Another important finding is that elevated ATOX1 expression selectively correlates with poor survival for breast cancer stages 1 and 2, but not for stage 3. Likely, because stage 3 tumors have already spread, ATOX1 may not be of importance. In addition, at stage 3, the expression level of ATOX1 is higher on average than in stages 1 and 2 (p = 0.037) (Fig. S7). Thus, variations between high and low levels may not matter at stage 3 as they may always be above a threshold. Notably, for stage 4, which lacked sufficient data for making a survival plot, the ATOX1 level appears even higher (Fig. S7).

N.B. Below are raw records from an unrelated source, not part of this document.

PR #513, opened 2024-06-26
Update the API schemas and regenerate the crates

IvanUkhov:
Hello,

My actual intention is to ask to publish the Spanner crate. To this end, I have updated the schemas via

```shell
rm -f .api.deps .cli.deps && FETCH_APIS=1 make update-json -j8
```

and regenerated all crates (although had to add `bigtableadmin` to the black-list) via

```shell
make cargo-api ARGS=check
```

Please let me know if anything else is required to streamline the publishing. Thank you!


Byron:
Thanks a lot for the update and the instructions.

I will follow them myself (#514) and perform the API update on your behalf as most commits here aren't reviewable.

While doing so, I noticed that I got two 404 and ten 502, which is new to me. It also means that the Google API endpoint informs about APIs that can't be reached, and I am ignoring this.

In any case, the latest version of spanner should soon be available on crates.io as it feels like it's time for releasing all the improvements.

Byron:
Closing as superseded by #514.

Byron:
I changed my mind and only published spanner, but here it is: https://crates.io/crates/google-spanner1/5.0.5+20240618

IvanUkhov:
Oh, yes, I have also noticed 404 and 502. Since the script continued, I assumed it could be ignored.

Regarding the publishing, it would help to republish all actually. I do use Spanner but in combination with Pub/Sub, Storage, and Secret Manager, and since the dependencies have been updated, you end up with several versions of the same second-order dependency. For instance:

https://github.com/Byron/google-apis-rs/commit/46107ff49371fa97ba4fedd0bf09498f23a98337

But of course, you know best. Perhaps you are waiting for some other update before republishing. For me, it is non-blocking, as I can pull from by branch for the time being.

Thank you!

Byron:
That's fair enough, let's just go through with it then - I have been avoiding it but a mid-of-year publish probably isn't the worst thing to do.

IvanUkhov:
Thank you so much!

PR #1471, opened 2020-08-13
add LTG001

typester:
Although I couldn't find any details on Philips sites, this bulb is still available on Amazon here: https://www.amazon.com/gp/product/B07WTJZCZL/


Koenkk:
Thanks!

PR #1472, opened 2020-08-14
Fix cover_position_tilt's returned position.

middelink:
When running with invert_cover unset or false, the zigbee position sent to device as 100-position. Working as intended. However it also reports back the same inverted value as the new state. This is wrong. When HA sets the position to 35, it gets back 65.
Even worse, if it want to open the cover by sending it 100 (=HA-open), it gets back a 0 (=HA-closed) which then disabled the down arrow, making it annoying to figure out what just happened.

Of course, when invert_cover=true, no translation happens and setting it to 35, returns 35.


Koenkk:
Nasty bug, thanks for the fix!

PR #1496, opened 2020-08-23
Add power metering to Innr SP 120

Appelg:
Add power consumption to Innr SP 120.
Will show up as `energy` after a couple of hours.

#588 https://github.com/Koenkk/zigbee2mqtt/issues/588#issuecomment-675684698


Koenkk:
Thanks!

PR #1500, opened 2020-08-24
Add support for new version of MKS-CM-W5 (2 gang)

joeldavidw:
New version of MKS-CM-W5 2 gang identified itself as TS0601.


Koenkk:
Thanks!

PR #1505, opened 2020-08-25
Device Support: TS110F Lonsonho 1-gang

ginkage:
Support for 2-gang dimmer was already there, and now both 1-gang and 2-gang dimmer modules will be supported (they share the same model ID, so the distinction is going to be made based on manufacturerName).


Koenkk:
Thanks!

PR #1508, opened 2020-08-26
Add ZLL-NonColorController (Trust ZYCT-202)

martin-g-it:
Add Trust ZYCT-202 support as alias ZLL-NonColorController


Koenkk:
Thanks!

PR #1509, opened 2020-08-26
Device support: Lonsonho 2-gang switch

ginkage:
This is a weird one (as usual with Lonsonho). Technically, it's the same model name as Zemismart ZM-L03E-Z (a 3-gang wall switch), but it's 2-gang, and without buttons. Oh well.


ginkage:
This is the device itself: https://www.aliexpress.com/item/4001178298316.html

Koenkk:
Thanks again! :smile:

PR #1510, opened 2020-08-27
ZB-CT01

arteck:
add colorxy


Koenkk:
The name and model suggest this is a color temperature only light, is this a variant of this device?

arteck:
not according to a user.. it has color and colortemp

Koenkk:
ok!

PR #1512, opened 2020-08-28
add support for TUYA zigbee module aabybja

zhouF96:
add support for TUYA's zigbee module aabybja  , used on Curtain motor


Koenkk:
Thanks!

PR #1513, opened 2020-08-28
Add parse power and temperature for QBKG23LM

hoangphison:
Add support for aqara d1 1 gang parse `power` and `temperature`


Koenkk:
Thanks!

PR #1543, opened 2020-09-10
add support for TS0601 curtain module (Binthen CV01A curtain)

zhouF96:
add support for TS0601 curtain module 
CV01A

please also check the pic of TS0004  D3-DPWK-TY  and TS0502A   the pic of those modules are mixed, please fix them

I've sent an email about this , but haven't receive any reply.

### DIFF
--- a/.github/workflows/stale.yml
+++ b/.github/workflows/stale.yml
@@ -2,6 +2,7 @@ name: "Close stale issues/pull requests"
 on:
   schedule:
   - cron: "0 0 * * *"
+  workflow_dispatch:
 
 jobs:
   stale:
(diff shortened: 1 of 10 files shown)


Koenkk:
Since there are multiple devices using `TS0601` as model identifier ( https://github.com/Koenkk/zigbee-herdsman-converters/blob/bb422f0c834c4c38ec94d52d25e1bae1dae0a012/devices.js#L11306) please add it as a fingerprint instead like https://github.com/Koenkk/zigbee-herdsman-converters/blob/bb422f0c834c4c38ec94d52d25e1bae1dae0a012/devices.js#L1315 , you can find the `manufacturerName` in the `data/database.db`

Koenkk:
Thanks!

PR #1554, opened 2020-09-14
FIX#1553 color_mode not parsed when value is 0

sjorge:
We skipped parsing color data where the value was 0, switch to hasOwnProperty to avoid this.


Koenkk:
Thanks!

PR #1561, opened 2020-09-17
Added Kwikset 99100-045 SMARTCODE_DEADBOLT_5

zombielinux:
After about a month of testing with this configuration, the lock works perfectly.


Koenkk:
Thanks!

PR #1562, opened 2020-09-17
Added Innr FL 140 C (LED Strip) to devices

kairauer:
I've added support for the Innr FL 140 C LED strip. Works great so far. From my understanding this is basically the same light strip as the FL 130 C with 1200lm instead of 1000lm.


Koenkk:
Thanks!

PR #1564, opened 2020-09-18
Added set of HEIMAN devices

Hacker-CB:


devices.js
```diff
@@ -376,6 +388,35 @@ const livolo = {
     },
 };
 
+const heiman = {
```
Koenkk, line 391: Please inline this in the `configure()`, they are only used once so no need to put globally.

devices.js
```diff
@@ -56,6 +56,18 @@ const readMeteringPowerConverterAttributes = async (endpoint) => {
     await endpoint.read('seMetering', ['multiplier', 'divisor']);
 };
 
+const writeCurrentTime = async (endpoint) => {
```
Koenkk, line 59: Same as https://github.com/Koenkk/zigbee-herdsman-converters/pull/1564/files#r491344969

converters/fromZigbee.js
```diff
@@ -2692,6 +2692,43 @@ const converters = {
...
+            const result = {};
+            if (msg.data['batteryState']) {
+                const lookup = {
+                    0: 'not_charging',
+                    1: 'charging',
+                    2: 'charged',
+                };
+                result['battery_state'] = lookup[msg.data['batteryState']];
+            }
+            if (msg.data['tvocMeasuredValue']) result['voc'] = msg.data['tvocMeasuredValue'];
```
Koenkk, line 2726: Should `result['voc']` be `result['tvoc']` ?

converters/fromZigbee.js
```diff
@@ -2692,6 +2692,43 @@ const converters = {
             }
         },
     },
+    heiman_pm5: {
```
Koenkk, line 2695: `heiman_pm5` -> `heiman_pm25`

Koenkk:
Note to self: after this merge https://github.com/Koenkk/zigbee2mqtt/pull/4395

converters/fromZigbee.js
Hacker-CB: As i understood, `voc` and `tvoc` is ithe same mesaure.
It was `voc` sensor in `homeassistant.js` before my commits, so I reused it.

devices.js
Hacker-CB: I thing this can be useful for other devices. Heiman and may be other brands. It is standard cluster and standard writing to it. 
I'm sure that at least Heiman will release some new device and this will be needed for it.

converters/fromZigbee.js
Koenkk: good!

Koenkk:
Thanks!

PR #1570, opened 2020-09-20
adds support of Philips Hue LTD011

RossBille:
Adds support for [Philips Hue LTD011 ](https://www.philips-hue.com/en-au/p/hue-white-ambiance-garnea-downlight/5110131H5). Essentially just a copy of https://www.zigbee2mqtt.io/devices/5900131C5.html as their functionality is the same.

### DIFF
--- a/devices.js
+++ b/devices.js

The role of ATOX1 in metastasis is further supported by the observation of increased ATOX1 levels in lymph node-positive tumors and the fact that there is a correlation between presence of positive lymph nodes and worse patient prognosis (Tables S1, 2).

Taken together, our data indicate that the ATOX1 expression level can be used as a biomarker in early stages of breast cancer, whereby high ATOX1 levels correlate with worse survival prognosis in Luminal A, Luminal B and Normal-like (and Claudin low when considering OS data) tumors. In such cases, Cu chelation therapy may be helpful to patients to prolong their lives. Further molecular-mechanistic studies of the underlying pathways, which result in ATOX1 expression levels being correlated with breast cancer patient survival, may allow for the discovery of new cancer drug targets.